Competitive markets for order flow, executions, and transaction reports provide pricing discipline for the inputs of proprietary data products and therefore constrain markets from overpricing proprietary market data. The U.S. Department of Justice recently acknowledged the aggressive competition among exchanges. In announcing the abandoned bid for NYSE Euronext by NASDAQ OMX Group Inc. and IntercontinentalExchange Inc., Assistant Attorney General Christine Varney stated that exchanges “compete head to head to offer real-time equity data products. These data products include the best bid and offer of every exchange and information on each equity trade, including the last sale.”

Press Release, U.S. Department of Justice, Assistant Attorney General Christine Varney Holds Conference Call Regarding NASDAQ OMX Group Inc. and IntercontinentalExchange Inc. Abandoning Their Bid for NYSE Euronext (May 16, 2011), available at http://www.justice.gov/iso/opa/atr/speeches/2011/at-speech-110516.html.

Transaction execution and proprietary data products are complementary in that market data is both an input and a byproduct of the execution service. In fact, market data and trade execution are a paradigmatic example of joint products with joint costs. The decision whether and on which platform to post an order will depend on the attributes of the platform where the order can be posted, including the execution fees, data quality, and price and distribution of its data products. Without trade executions, exchange data products cannot exist. Moreover, data products are valuable to many end users only insofar as they provide information that end users expect will assist them or their customers in making trading decisions.
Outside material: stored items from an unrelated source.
PR #329, opened 2026-07-28
Add ruby, rt, and rp elements

milanobrtlik:
The ruby, rt, and rp elements are missing from the html package.  

They go together: rp provides the parenthesis fallback for browsers that don't render rt annotations, so adding one without the others isn't much use.  

Spec: https://html.spec.whatwg.org/multipage/text-level-semantics.html#the-ruby-element


markuswustenberg:
I did not know about those! Thank you. 😊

The Exchange notes in that respect that the NYSE Arca Integrated Data Feed would provide greater efficiencies and reduce errors for vendors and subscribers, including high-frequency traders, that otherwise would have to integrate the data feeds manually.

The costs of producing market data include not only the costs of the data distribution infrastructure, but also the costs of designing, maintaining, and operating the exchange's transaction execution platform and the cost of regulating the exchange to ensure its fair operation and maintain investor confidence. The total return that a trading platform earns reflects the revenues it receives from both products and the joint costs it incurs. Moreover, an exchange's broker-dealer customers view the costs of transaction executions and of data as a unified cost of doing business with the exchange. A broker-dealer will direct orders to a particular exchange only if the expected revenues from executing trades on the exchange exceed net transaction execution costs and the cost of data that the broker-dealer chooses to buy to support its trading decisions (or those of its customers). The choice of data products is, in turn, a product of the value of the products in making profitable trading decisions. If the cost of the product exceeds its expected value, the broker-dealer will choose not to buy it.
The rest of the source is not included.